Пережившие эпоху, любящие или ненавидящие ушедший мир – все мы донашиваем его внутри, примеряя к себе чудное определение «наследие старого режима». Или она доживает в нас. Так или иначе — эпоха закончилась быстрее, чем закончились мы.

Эпоха заканчивается быстро, но умирает медленно. Все вокруг по-прежнему, сегодня вроде все так же, как вчера, и кажется, что ничего не происходит. Но на самом деле где-то там, глубоко внизу, что-то дрогнуло. И от этого ничтожного толчка, качнувшись, тронулись с места глубинные пласты и сначала еле заметно, потом все быстрее и быстрее двинулись навстречу друг другу. Они скользят, наращивая скорость, что бы однажды встретиться и, столкнувшись, вздыбиться разломом. Старый мир уже обречен, но пока еще не подозревает об этом — эпохи умирают медленно и незаметно. И лишь самые… Даже не самые умные, а самые чуткие люди не разумом, а кожей ощущают – что-то не так. Что-то меняется. Задолго до смерти появляются знаки ее, высыпают, словно сыпь на теле. Так, чепуха какая-то, все не всерьез, все по мелочи, но изменения эти – неотвратимы и неотменимы. Тем и навевают чутким жуть.

Потому что мелкие изменения эти, еще вчера немыслимые, а сегодня вроде как и ничего, будь то расплодившиеся анекдоты про Ленина или изменение порядка наследования в одном мало кому известном северном княжестве – это маркер, которым судьба метит выбракованное. Это печать, тавро, штамп, до срока оттиснутый в уголочке на миропорядке: «Заменить».

Догадывался ли Юрий Звенигородский, что мир вокруг него вскоре качнется, затрещит по швам и рухнет? Что именно ему, ничем особо не примечательному человеку, одному из десятков удельных князей заштатного улуса великой империи, суждено стать одним из тех камешков, что, покатившись, сорвут лавину? И что понесется она, подминая города и царства, и рухнут тысячелетние империи, и встанут на их место новые, и докатится эта лавина до совсем уж неведомых государств, о существовании которых князь и не подозревал никогда? Очень похоже, что чуял – слишком уж неохотно, едва ли не через силу превозмогая себя, делал он то, что назначил ему фатум.

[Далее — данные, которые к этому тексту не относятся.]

PR #2424, opened 2026-08-18
build(deps): refresh root and server lockfiles to clear 20 npm security advisories

dudarenok-maker:
## Summary

Refreshes `package-lock.json` and `server/package-lock.json` to clear 20 Dependabot security advisories. Every advisory was in-range for its package's declared semver, so the fix is lockfiles-only — neither `package.json` was touched.

Closes #2411

**Root** — `npm audit` `metadata.vulnerabilities`: before `{"high":5,"critical":0,"total":5}` → after `{"high":0,"critical":0,"total":0}`.
Version transitions: `undici` to 7.29.0 and 8.10.0 (both lines present in the tree, both at/above the fixed-at floors 7.29.0 / 8.9.0), `js-yaml` to 4.3.1, plus `nanoid` and `brace-expansion`.

**Server** — `npm audit` `metadata.vulnerabilities`: before `{"high":3,"critical":0,"total":3}` → after `{"high":0,"critical":0,"total":0}`.
Version transitions: `undici` to 8.10.0, `nanoid` to 5.1.16, `ip-address` to 10.5.0 — all three are runtime dependencies of the server.

The diff is lockfiles-only: `git diff --stat main...HEAD` touches only `package-lock.json`, `server/package-lock.json`, and the two release-notes files added by this PR. Neither `package.json` changed.

No paired regression test is owed — this changes no behaviour, and the acceptance instrument is `npm audit` itself.

Root `nanoid`, `brace-expansion`, and `@redocly/openapi-core` carried no open Dependabot alert but are live advisories in the same lockfile, and were refreshed deliberately.

## Test plan

- [x] `npm --prefix . audit --json` — `high: 0`, `critical: 0`
- [x] `npm --prefix server audit --json` — `high: 0`, `critical: 0`
- [x] `npm run verify:fast:branch` — green (all steps cached/passing)
- [x] `git diff --stat main...HEAD` — lockfiles + release notes only, `package.json` unchanged in both trees

PR #2791, opened 2026-08-28
chore(ops): adopt .github/dependabot.yml for npm root/server and github-actions

### LINKED ISSUE #2433: ops-60 — decide whether to adopt .github/dependabot.yml, and with what settings
Surfaced by the PR review gate on #2424 (ops-58), which cleared the 20 open npm advisories by lockfile refresh. #2411 named this as out of scope and `Closes #2411` retires that record, so it is filed here to keep it alive.

The repo has **no `.github/dependabot.yml`** (verified 2026-08-18: the file does not exist). Consequently Dependabot raises **security alerts only** — there are no automated version-update PRs. Every advisory therefore waits for someone to notice the alert list and open a manual sweep, which is exactly how #1863 and #2411 both came to be hand-cut batches.

### The decision owed

This is filed as a design pass because opting in has more than one defensible outcome, and the choice is the deliverable — not the config file:

1. **Which ecosystems.** `npm` (two manifests: root and `server/`), `pip` (the sidecar's `requirements/` overlays), `github-actions`, `gradle`/`pub` for `apps/android/`. Each has a different noise-to-value ratio here. The pip overlays in particular are pinned deliberately (`qwen-tts==0.1.1` freezes `transformers`, torchaudio caps torch — see #893), so automated PRs against them would be near-permanently red.
2. **Security-only vs. all version updates.** Security-only keeps the current signal and adds automation; all-updates adds currency but generates continuous PR traffic against a repo whose `verify.yml` battery is the required merge gate.
3. **Cadence and open-PR cap.** `schedule.interval` plus `open-pull-requests-limit` — the knob that actually decides whether this is useful or noise.
4. **Grouping.** Whether to use `groups:` so a sweep arrives as one PR rather than N (relevant: #2424 was a single lockfile refresh clearing 20 alerts; twenty separate Dependabot PRs would have been strictly worse).
5. **Whether the two npm manifests are separate `updates:` entries** (they must be — Dependabot keys on directory) and whether `server/` gets different settings from root, given root is dev-only tooling and `server/` carries runtime dependencies.

### Acceptance

Whatever is decided, the outcome is recorded — either a committed `.github/dependabot.yml` whose choices match the decision above, or a written decision not to adopt one, with the reason, so this does not get re-litigated at the next sweep.

*Benefit (technical):* decides whether dependency currency is automated or stays a manual sweep, instead of leaving it undecided by default and rediscovering the backlog every few months.

dudarenok-maker:
Closes #2433

## Summary
- Adds `.github/dependabot.yml` adopting Dependabot version updates for three ecosystems: `npm` at repo root, `npm` at `/server`, and `github-actions` — per the decision recorded on #2433.
- Each entry runs weekly, caps open PRs at 5, and groups matched packages so a routine sweep lands as one PR per ecosystem.
- Deliberately excludes `pip` and Android (`gradle`/`pub`) ecosystems and any `ignore:` rules, matching the decision's scope.

## Also fixed, found in passing (PR review gate, pass 1)

The review pass found the config as originally written would have scheduled a stream of permanently-unmergeable PRs. All findings are fixed in this PR:

- **🔴 Blocking — Dependabot PRs could never merge.** `main`'s two active rulesets (`17654264`, `18362221`) both require the `Verify PR body links a GitHub issue` status context, both with `bypass_actors: []`. Dependabot bodies never contain `Closes`/`Refs #NN` and it has no mechanism to add one; with `open-pull-requests-limit: 5` the config would have self-disabled into 15 stuck PRs. Fixed by exempting `dependabot[bot]` at the **step** level in `.github/workflows/pr-issue-link.yml` (a job-level `if:` would leave the required context pending forever, blocking merge just as hard), matching on `github.event.pull_request.user.login` rather than `github.actor`, which on a `synchronize`/`edited` re-run can be a human. Exactly one login is exempt.
- **🟠 `groups:` missed the case that justified it.** Groups without `applies-to:` default to version updates only, so the security-alert sweep #2433 point 5 cited (#2424, 20 advisories) would still have arrived ungrouped and uncapped. Each ecosystem now carries a second `applies-to: security-updates` group.
- **🟠 Dev-dep batches would fail the repo's own title lint.** Default inference yields `chore(deps-dev): …`, a scope `scripts/validate-commit-msg.mjs` rejects, so `pr-title-lint.yml` would be permanently red. Fixed with `commit-message: prefix: "chore"` and no `include: scope`, landing on the no-scope `chore: <subject>` catch-all the validator accepts.
- **🟠 `github-actions` missed the composite action.** `directory: "/"` covers `.github/workflows/**` plus a root `action.yml` only, leaving `.github/actions/setup/action.yml` (pins `actions/setup-node@v6`, `actions/cache@v5`, consumed by 8 `verify.yml` jobs) silently unbumped. Switched to glob-capable `directories:`.
- **🟡** File is now Prettier-clean with a trailing newline.

## Test plan
- `npm run test:hooks` — **1687 pass, 0 fail**, including 6 new regression tests.
- `npm run lint` — clean, zero warnings.
- New coverage pins both halves of the exemption: a `dependabot[bot]` PR with no `Closes`/`Refs` passes, **and** a human PR with the identical body still fails (the negative control — without it, an exemption that skipped the check for everyone would look green).
- New `scripts/tests/pr-issue-link-workflow-wiring.test.mjs` pins the workflow wiring itself: deleting the `PR_AUTHOR` env block leaves every validator test green while the fix goes inert. Proven red-then-green by removing the block and restoring it.
- `.github/dependabot.yml` parses via `js-yaml`; `prettier --check` passes.

## Checklist notes
- **Step 1 (regression plan):** N/A — CI configuration, no product behaviour; the issue body plus paired tests are the spec.
- **Step 3 (on-box acceptance):** N/A — no hardware-dependent behaviour.
- **Step 5 (release notes):** deliberately skipped — CI/process-only change with no user- or operator-visible product delta.
- **Local pre-push bypassed with `--no-verify`**, authorized by the repo owner. The only red leg was `review-gate-mechanism.test.mjs`'s agent-store mirror guard, whose input is an *uncommitted* `reviewer-brief.md` edit in another lane's checkout that was synced into `~/.agents/skills/`. Unrelated to this PR, reproduces without these commits, and skips in cloud CI (no agent-store on the runner), so `verify.yml` here is unaffected.


dudarenok-maker:
## PR review — pass 1 (head 784dac3f, depth low)

Scope: the one added file, `.github/dependabot.yml` (37 lines) · verified against issue #2433's decision comment, the repo's live `main` rulesets (`gh api repos/.../rulesets`), `scripts/validate-pr-issue-link.mjs`, `scripts/validate-commit-msg.mjs`, `.github/workflows/{pr-issue-link,pr-title-lint,verify,cla,add-to-project}.yml`, the four tracked `package.json` manifests, `.prettierrc`/`.prettierignore`, `scripts/verify-cache.mjs`'s `STEPS`, GitHub's Dependabot options reference, and the repo's own three historical Dependabot PRs (#872/#873/#874) — before adversarially probing what this config does to `main`'s required checks on the day it starts producing PRs.

Low depth is a narrower scope, not a lighter standard: the file itself is schema-correct and matches the decision. Every finding below is about what it does once GitHub acts on it.

---

### 🔴 Blocking — every PR this config schedules is permanently unmergeable; it can never satisfy `main`'s required, unbypassable issue-link check

The chain, all verified:

1. `.github/dependabot.yml:8-37` schedules weekly version-update PRs for three ecosystems.
2. `main` carries two active rulesets — `17654264` ("main — block force-push & deletion") and `18362221` ("main — require PR issue link") — and **both** list required status check context `Verify PR body links a GitHub issue`. Both report `"bypass_actors": []` and `"current_user_can_bypass": "never"`. Nobody, including the repo owner, can merge past it.
3. That context is the job name at `.github/workflows/pr-issue-link.yml:18`, which runs `scripts/validate-pr-issue-link.mjs`.
4. `scripts/validate-pr-issue-link.mjs:12` — `const ISSUE_LINK_PATTERN = /\b(?:closes|refs)\s+#\d+/i;` — and line 101 `process.exit(1)` when `hasIssueLink()` (line 72) is false.

**Exact input → wrong outcome.** The body of this repo's own prior Dependabot PR #873 begins:

> `Bumps [esbuild](https://github.com/evanw/esbuild) from 0.28.0 to 0.28.1.` followed by `<details><summary>Release notes</summary>…`

There is no `Closes` and no `Refs` anywhere in it, and Dependabot has no mechanism that would add one. Feed that body to `validate-pr-issue-link.mjs` and it exits 1. The required check goes red → merge blocked → forever.

There is no historical counter-evidence to weigh against this: `pr-issue-link.yml` was added in `2c119079` on 2026-07-01, and the three Dependabot PRs (#872/#873/#874) all predate it — 2026-06-17. Their `statusCheckRollup` contains `Validate PR title…` and `Check / record CLA signature` but no `Verify PR body links a GitHub issue`, because the workflow did not exist yet. This config is the first thing that will put a Dependabot PR in front of that gate.

**The second-order effect is worse than the PRs just sitting there.** `open-pull-requests-limit: 5` (lines 13, 23, 33) counts *open* version-update PRs. Five unmergeable PRs accumulate per ecosystem — roughly five weeks — and then Dependabot stops raising new ones for that ecosystem. The config self-disables into 15 stuck PRs and zero dependency currency, which is the exact state #2433 was filed to escape.

The only per-PR escape is manual: `pr-issue-link.yml:10` does listen to `edited`, so a human editing each weekly PR body to add `Refs #2433` clears the check. That is a human touch on every single Dependabot PR, i.e. the hands-off currency this adoption exists to buy is not delivered.

**This one needs your decision, not a mechanical fix** — there are at least three defensible remedies and they are not equivalent: (a) add `dependabot[bot]` as a `bypass_actors` entry on both rulesets; (b) short-circuit `pr-issue-link.yml` when `github.actor == 'dependabot[bot]'` while still reporting the context green; (c) don't adopt version updates and keep the security-alert-only posture. Per the gate's judgment-call carve-out I'm flagging it rather than prescribing.

---

### 🟠 Significant — `groups:` does not group the case the decision cited as the reason for having groups

`.github/dependabot.yml:14-17`, `24-27`, `34-37` — each `groups:` block omits `applies-to:`.

GitHub's Dependabot options reference, on `groups.<name>.applies-to`:

> "Specify which type of update the group applies to. When undefined, defaults to version updates."

So these three groups cover **version updates only**. Security updates are ungrouped.

Decision #2433, point 5, justified `groups:` this way:

> "`groups:` per ecosystem so a routine sweep arrives as one PR — mirrors #2424, which was a single lockfile refresh clearing 20 alerts; twenty separate Dependabot PRs would have been strictly worse."

#2424 was a **security-alert** sweep. **Exact input → wrong outcome:** the next time 20 npm advisories land — the #2424 scenario verbatim — Dependabot raises 20 separate ungrouped security PRs, precisely the outcome the decision called "strictly worse". And the cap won't damp it either; the same reference states:

> "*Security update* pull requests are not subject to this limit and do not count toward it. There is no limit on the number of open pull requests for security updates."

So on the motivating scenario this config delivers neither the grouping nor the cap. Fix: a second group entry per ecosystem carrying `applies-to: security-updates` (one group cannot serve both).

---

### 🟠 Significant — a dev-only weekly batch produces a PR title this repo's own lint rejects

`scripts/validate-commit-msg.mjs:10-23` — `SCOPES` lists `deps` (line 20) but **not** `deps-dev`. `CHORE_PATTERN` (line 29) and `TYPED_PATTERN` (line 30) both anchor the scope as `^…\((scope)(,scope)*\)!?: `, so `chore(deps-dev): …` matches neither: the regex consumes `deps`, then demands `)` and finds `-dev`.

The config sets no `commit-message:` block anywhere, so titles are left entirely to Dependabot's inference. That inference demonstrably fires on this repo — PR #873's title was `chore(deps): bump esbuild from 0.28.0 to 0.28.1 in /server`, produced with **no** `dependabot.yml` present at all, and `Validate PR title against commit convention` passed it. Dependabot picks the scope by dependency type: `deps` when the batch contains a production dependency, `deps-dev` when it does not.

**Exact input → wrong outcome:** root `package.json` declares 14 `dependencies` and 38 `devDependencies`, and the fastest-moving of them are the dev set (vitest, eslint, prettier, typescript, playwright). A week in which only devDependencies have updates yields `chore(deps-dev): bump the root-npm group with N updates` → `Validate PR title against commit convention` goes red and stays red.

Honest scoping of the evidence: the `deps` branch is observed in this repo (#873); the `deps-dev` branch is Dependabot's documented dev-dependency scope, not yet observed here, because no Dependabot PR has touched a direct devDependency. The fix costs one line either way.

Severity is 🟠 rather than 🔴 because I checked and that context is **not** in either ruleset's `required_status_checks` — only `npm run verify` and `Verify PR body links a GitHub issue` are. So it is a permanently-red check, not a second merge block.

Fix: add `commit-message: { prefix: "chore(deps)" }` to each entry, which pins the title deterministically; or add `deps-dev` to `SCOPES`.

---

### 🟠 Significant — `github-actions` at `directory: "/"` does not cover `.github/actions/setup/action.yml`, the composite every verify leg actually runs

`.github/dependabot.yml:29-30`. GitHub's options reference, `directory`:

> "For GitHub Actions, use the value `/`. Dependabot will search the `/.github/workflows` directory, as well as the `action.yml/action.yaml` file from the root directory."

`.github/actions/setup/action.yml` is neither a workflow file nor a root-level `action.yml`. It pins `actions/setup-node@v6` (line 31) and `actions/cache@v5` (line 46), and it is consumed by eight jobs in `verify.yml` (lines 115, 150, 241, 281, 345, 401, 455, 501) plus `cross-os.yml`.

**Exact input → wrong outcome:** `actions/setup-node@v7` ships. Dependabot opens a grouped PR bumping the six workflow-file occurrences — `pr-issue-link.yml:28`, `pr-title-lint.yml:26`, `onbox-register-check.yml:36`, `release.yml:42`, `:321`, `:429` — and leaves `.github/actions/setup/action.yml:31` at `@v6`. The repo then runs two setup-node majors inside one PR's check set, and the stale one is the copy doing the actual `npm ci` for every verify leg. That silently inverts the property that file's own header claims at lines 5-6 ("A Node-major bump is now a one-file edit here instead of N call sites") — after this config lands, the automated bump is the one place that edit *won't* reach.

Fix: `directories: ["/", "/.github/actions/setup"]` (plural key) on the github-actions entry. `.github/actions/install-ffmpeg-windows/action.yml` has no `uses:` today and needs no entry yet.

---

### 🟡 Minor

**1. The file is the only YAML in `.github/` that isn't Prettier-clean, and it has no trailing newline.** `.github/dependabot.yml:37` ends `- "*"` with no `\n` — confirmed byte-level (914 bytes, `od -c` tail shows `- " * "` then EOF). `.prettierrc` sets `singleQuote: true`, and `.prettierignore` does not exclude `.github/**`, so `prettier --check .` covers this path. I ran it against the PR's exact blob with the repo config: it fails, wanting `'npm'` / `'/'` / `'weekly'` / `'*'` and a trailing newline — 13 changed lines. `pr-issue-link.yml`, `verify.yml`, `cla.yml` and `codeql/codeql-config.yml` all pass the same check cleanly, so this is a departure from the established convention, not a repo that never formatted its YAML.

Classifying this as cleanup rather than a gate failure is deliberate and checked: `format:check` (`package.json:41`) is wired into nothing — `verify-cache.mjs`'s `STEPS` has no format step (`lint` is `eslint . --max-warnings 0`, `package.json:39`), `verify.yml:156` runs `npm run lint` only, and no husky hook calls it. The practical cost is that the next `npm run format` anyone runs rewrites this file, dropping a spurious 13-line diff into an unrelated PR.

**2. Before-shipping steps 2 and 5 are silently omitted rather than explicitly waived.** The PR body's Test plan is a manual `yaml.safe_load` transcript with no automated test, and neither `docs/release-notes-next.md` nor `RELEASE_NOTES.md` moves. Both may well be genuinely not-applicable here — I'm not asking for a test against a service-side config file. The checklist's own rule is the finding: "Skipping a step is fine when the step genuinely does not apply … but say so explicitly rather than silently omitting." One sentence in the body closes it.

---

### ✅ What is solid

- **Schema is correct.** `version: 2`, `package-ecosystem`, `directory`, `schedule.interval`, `open-pull-requests-limit` (plural, not the singular typo), `groups.<name>.patterns` — all real keys, correctly spelled, valid YAML. The group shape is right.
- **Two separate npm entries for `/` and `/server` is correct**, and the layout backs it: `server/package.json` and `server/package-lock.json` are both tracked.
- **The two omitted npm manifests are correctly omitted, not overlooked.** `e2e/package.json` and `pinokio-scripts/package.json` are `{ "type": …, "private": true }` with zero dependency sections — nothing for Dependabot to update. I checked this expecting a finding and there isn't one.
- **The pip exclusion is right and doesn't lose security coverage.** Security-alert PRs fire without any config, proved by this repo's own PR #872 (`bump torch from 2.8.0 to 2.12.0 in /server/tts-sidecar/requirements`).
- **The CLA gate won't block Dependabot.** `cla.yml:41` allowlists `dudarenok-maker,*[bot]`; empirically `Check / record CLA signature` reported SUCCESS on both #873 and #874.
- **The Kanban board won't flood.** `add-to-project.yml:26-27` triggers on `issues` only, never `pull_request`.
- **`verify.yml` runs correctly under Dependabot's restricted token** — it references no `secrets.*` at all, so the read-only-token / no-secrets restriction on Dependabot-triggered `pull_request` runs costs it nothing.
- **The cross-repo auto-close hazard is neutralised by Dependabot itself.** I probed this specifically: an upstream changelog line containing a closing keyword plus `#NNN` would, on merge, close a *Castwright* issue with that number. #873's real body shows Dependabot rewrites every upstream `#4482`-style ref into `<a href="https://redirect.github.com/…">` — a non-github.com host inside an explicit anchor, which GitHub's closing-keyword parser cannot bind to a local issue. Not a finding.

---

### Verdict

**1 blocking, 3 significant, 2 minor.** The config is a faithful, schema-correct transcription of the #2433 decision — the defects are not in the transcription, they are in what the decision did not model: this repo's own merge gates, and the version-update-vs-security-update split in how `groups:` and `open-pull-requests-limit` actually behave.

The blocking finding is not a typo fix. As it stands, merging this PR schedules a stream of PRs that `main`'s unbypassable ruleset will refuse, until the open-PR cap freezes the ecosystem entirely — and it needs your call on which of the three remedies to take before this is mergeable.

dudarenok-maker:
## PR review — pass 2 (head e2916bbc, depth high)

Scope: the PR's own five files (`gh pr diff 2791`), not the merge payload · re-verified by running the changed tests out of `git archive e2916bbc` into a scratch tree (26 pass), **mutation-testing the new wiring test four ways**, running `scripts/validate-commit-msg.mjs` against 13 realistic Dependabot titles, validating `.github/dependabot.yml` against SchemaStore's `dependabot-2.0.json` with `ajv` (and mutating that instrument to confirm it can fail), `prettier --check` on every changed file, and re-reading `main`'s two rulesets via `gh api`.

Deltas only — prior solid items are not re-listed.

---

**1. 🔴 Dependabot PRs permanently unmergeable — VERIFIED RESOLVED.** Interrogated on all four axes asked of me:

- *Does the job complete and report success?* Yes. The exemption is a step-level `env:` (`.github/workflows/pr-issue-link.yml:57-59`), so the `lint` job always runs to completion; `scripts/validate-pr-issue-link.mjs:122-128` exits 0 with a log line. Nothing is skipped, so the required context reports **success**, not pending. I re-read `main`'s rulesets myself: `18362221` requires only `Verify PR body links a GitHub issue`; `17654264` requires that **plus** `npm run verify` — and `verify.yml:512-517`'s aggregator is `if: always()`, so that second context also reports on a Dependabot PR. Both are reachable green.
- *Fail-closed on empty/unset `PR_AUTHOR`?* Yes. `PR_AUTHOR` is quoted in the `run:` line, so an empty expression still yields `argv[3] === ''`; `isDependabotExempt('')` is `false` (`scripts/validate-pr-issue-link.mjs:93`) and the body check runs. Pinned by the unit test's `''` and `undefined` cases.
- *An event with no `pull_request` payload?* Unreachable — `pr-issue-link.yml:3-11` triggers on `pull_request` only. If it were reachable the expression renders empty, which is the fail-closed path above.
- *Can a human reach the exempt path?* No. GitHub logins cannot contain `[` or `]`, so `dependabot[bot]` is unregisterable by a human and unclaimable as an App slug; the workflow is `pull_request`, not `pull_request_target`, so a fork PR carries the fork author's own login; and `argv[3]` is sourced from `github.event.pull_request.user.login` through an `env:` var, never from PR-controlled body/title text, so there is no injection path. The comparison is `===` against one literal — `'dependabot'`, `'Dependabot[bot]'` and `'renovate[bot]'` are all pinned false.

Disclosed, **not** a finding: anyone with write access can push to a `dependabot/*` branch and inherit the exemption, because a PR's author never changes after it is opened. Only the repo owner can do that, and they could equally add `Refs #NN` to the body. No action.

**2. 🟠 `groups:` lacked `applies-to:` — VERIFIED RESOLVED.** `.github/dependabot.yml:39-46, 56-63, 75-82`. Validated against SchemaStore `dependabot-2.0.json`: `applies-to` is a real key with `enum: ["version-updates","security-updates"]`, and the file validates clean. Duplicate `patterns: ['*']` across the two groups in one entry is legal and unambiguous — a dependency belongs to at most one group **per update type**, and these two differ only in `applies-to`, so they never compete. I mutated `applies-to` to `bogus-updates` and the validator went red, so the instrument can fail. **Independent confirmation:** GitHub's own config validator reports `.github/dependabot.yml — pass` (`dependabot-api.githubapp.com`) on this head.

**3. 🟠 `chore(deps-dev)` would fail title lint — VERIFIED RESOLVED, by running the validator rather than reasoning about it.** All ten title shapes this config can emit pass `validateCommitSubject`:

```
PASS  chore: bump the root-npm group with 12 updates
PASS  chore: bump the server-npm group in /server with 3 updates
PASS  chore: bump the actions group across 2 directories with 3 updates
PASS  chore: bump the root-npm-security group with 2 updates
PASS  chore: bump the server-npm-security group in /server with 1 update
PASS  chore: bump esbuild from 0.28.0 to 0.28.1 in /server
PASS  chore: bump actions/setup-node from 6 to 7
PASS  chore: bump @typescript-eslint/eslint-plugin from 8.44.1 to 8.45.0 in /server
FAIL  chore(deps-dev): bump the root-npm group with 12 updates      <- the pre-fix shape, still rejected
```

The negative control failing is what makes the positives meaningful. Two supporting checks: `CHORE_PATTERN` (`scripts/validate-commit-msg.mjs:29`) ends in `.+$`, so Dependabot's `Bump`-vs-`bump` capitalisation choice is irrelevant here; and the docs confirm the `(deps)`/`(deps-dev)` suffix is emitted only "when defined" via `include: "scope"`, which this config omits (`:36-37, 53-54, 72-73`). I also checked the 100-char subject cap (`scripts/validate-commit-msg.mjs:35`) — the longest realistic covered title measured 77.

**4. 🟠 `github-actions` missed the composite action — RESOLVED AS FAR AS IT CAN BE VERIFIED PRE-MERGE; one residual below.** `directories` is a real key with documented glob/`*` support (GitHub changelog 2024-06-25), it is schema-valid, and GitHub's own validator accepts it on this head. Both composite actions sit one segment deep — `.github/actions/setup/action.yml` (the `actions/setup-node@v6` + `actions/cache@v5` pins) and `.github/actions/install-ffmpeg-windows/action.yml` (no `uses:` at all) — so `/.github/actions/*` does cover the file the finding was about. See the residual 🟡 for the part I could not prove.

**5. 🟡 Prettier / trailing newline — VERIFIED RESOLVED** for `.github/dependabot.yml`: `prettier --check` with the repo config passes, and `od -c` on the blob confirms the file now ends `- '*'\n`. (But see the new 🟡 below — a *different* file in this PR is not Prettier-clean.)

**Pass 1's 🟡 #2 (silently-omitted checklist steps) — VERIFIED RESOLVED.** The body now carries an explicit "Checklist notes" section waiving steps 1/3/5 by name, and step 2 is genuinely discharged by six new tests.

**6. The new wiring test — IT CAN FAIL. Audited by mutation, not by reading.** `scripts/tests/pr-issue-link-workflow-wiring.test.mjs`. Four mutants, each a plausible regression, each caught:

| Mutation | Result |
|---|---|
| `github.event.pull_request.user.login` → `github.actor` | ✖ caught (`:52`) |
| the whole `env:` block deleted | ✖ caught (`:52`) |
| `"$PR_AUTHOR"` dropped from the `run:` line, `env:` kept | ✖ caught (`:52`) |
| a job-level `if:` added under `lint:` | ✖ caught (`:37`) |

It is also actually *wired*, which is the usual way this class of test dies quietly: `scripts/run-hooks-tests.mjs:10` globs `scripts/tests/*.test.mjs`, and — the part that matters — `.github/workflows/**` is already an input glob on `verify-cache.mjs`'s `test:hooks` step, so a **workflow-only** diff (precisely the diff that would break this wiring) still schedules the test locally and in cloud CI instead of printing `[cached]`. Both `assert.ok(jobMatch/stepMatch)` guards are real anti-vacuity checks. This one is solid.

---

### 🟠 New — the reviewed head is red on a required check; the PR is not mergeable as staged

**Correctness bug in the branch state, not in the diff.** `gh pr checks 2791` at head `e2916bbc`:

```
Lint, typecheck & fast checks   fail
npm run verify                  fail     <- required by ruleset 17654264
```

Five failing tests, all in `scripts/tests/check-register-citations.test.mjs`, none touching anything this PR changed:

```
✖ CLI: without --strict, Check C's exploratory half does not print …
✖ CLI: with --strict, Check C's exploratory half runs …
✖ CLI: Check C's wrongId half is FATAL …
✖ CLI mutation: deleting Check C from fatalSections un-gates a real wrong-ID heading
✖ CLI: the real tree scan finds at least one binary file … (finding U)
ℹ tests 1687
```

I triaged the cause rather than reporting the symptom. Merge commit `e2916bbc` brought in exactly two files (`git diff --stat bfea271b e2916bbc`): `docs/superpowers/plans/2026-08-29-onbox-register-generated-surfaces.md` and `docs/superpowers/specs/2026-08-28-onbox-register-generated-surfaces-design.md`. `check-register-citations` scans the **real tree**, so those 3,050 new lines are its input. And PR **#2803** — `fix(ops): use single backticks instead of double backticks in register-citations documentation`, touching that exact plan file — merged to `main` at **09:31:03Z**, eight minutes *after* this PR's CI run started at 09:23. `main` is now at `926a43b1`, which contains that fix; this head does not.

**So: base-side, already fixed on `main`, no code change owed here.** The action is to merge current `origin/main` again and re-push; CI should clear. Two consequences worth stating plainly rather than absorbing:

- the Test plan's "**1687 pass, 0 fail**" does not hold at the reviewed head — CI reports the same 1687 total with 5 failures;
- local pre-push was bypassed with `--no-verify`, so nothing local caught this either. Cloud `verify.yml` is the only gate that saw it.

### 🟡 New — a file this PR adds is not Prettier-clean, re-opening in a different file the exact nit this round just closed

`scripts/tests/validate-pr-issue-link.test.mjs`, six lines over the configured `printWidth: 100`:

| line | length |
|---|---|
| 13 (`const scriptPath = resolve(…)`) | 103 |
| 102, 120 (`writeFileSync(bodyFile, 'Bumps [esbuild]…')`) | 105 |
| 106, 124, 140 (`assert.equal(result.status, …)`) | 101 |

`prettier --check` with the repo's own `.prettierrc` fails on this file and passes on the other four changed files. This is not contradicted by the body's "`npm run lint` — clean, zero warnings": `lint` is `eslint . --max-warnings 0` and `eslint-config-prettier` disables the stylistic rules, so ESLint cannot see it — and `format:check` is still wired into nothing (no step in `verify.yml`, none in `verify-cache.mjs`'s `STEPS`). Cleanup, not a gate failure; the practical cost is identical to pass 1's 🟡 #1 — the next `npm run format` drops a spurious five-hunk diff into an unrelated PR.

О чем он думал той зимней февральской ночью 1425 года, когда в Москве помирал брат его Васька, отписав, как ему наверняка донесли доброхоты, великокняжеский стол в обход брата своему малолетнему сынку? Попробуем представить эту сцену.

Думал, наверное, о своем — в масштабах истории сиюминутном, но для его конкретной человеческой жизни очень насущном. О том, что ночи этой он ждал длинные годы. О том, что пока он ждал, жизнь, как ни крути, почти прошла – ему уже полвека, и пусть в седле он еще сидит как влитой, но ночью изношенное тело ноет, гоня сон и напоминая о годах. О том, что он, наверное, мог бы стать неплохим великим князем – слава богу, и бою, и труду жизнь его обучила. И наверняка в сотый раз, до исступления катал в голове один вопрос – как же поступить.

Катал – и не находил ответа.

Пацан-то, конечно тьфу – плюнуть и растереть, но вот те, кто за ним стоят, власть добром не отдадут. И бояре московские, морды сытые, просто так нагретое задницей место в кремлевских палатах не уступят – понимают, что новый хозяин своих бояр приведет, тесниться толстомордым придется. Силу сейчас московское боярство взяло, крепко сидит – не сковырнешь! И Софья, жена братова, литвинка бешенная, в сторону не отступит – за своего последыша ненаглядного зубами горло перервет; сдохнет, но не уступит – не тот у нее норов, вся в батюшку. А уж батюшка ее, Витовт Литовский… Костью в горле стоит. Супротив него он, Юрий, что комар летний – Витовт его прихлопнет, не заметив. Одна надежа – зажился старик на свете сверх всякой меры, восьмой десяток уже доживает, в любой момент Господь его прибрать может. Свидригайло, друг сердешный, уж который год ждет того, не дождется…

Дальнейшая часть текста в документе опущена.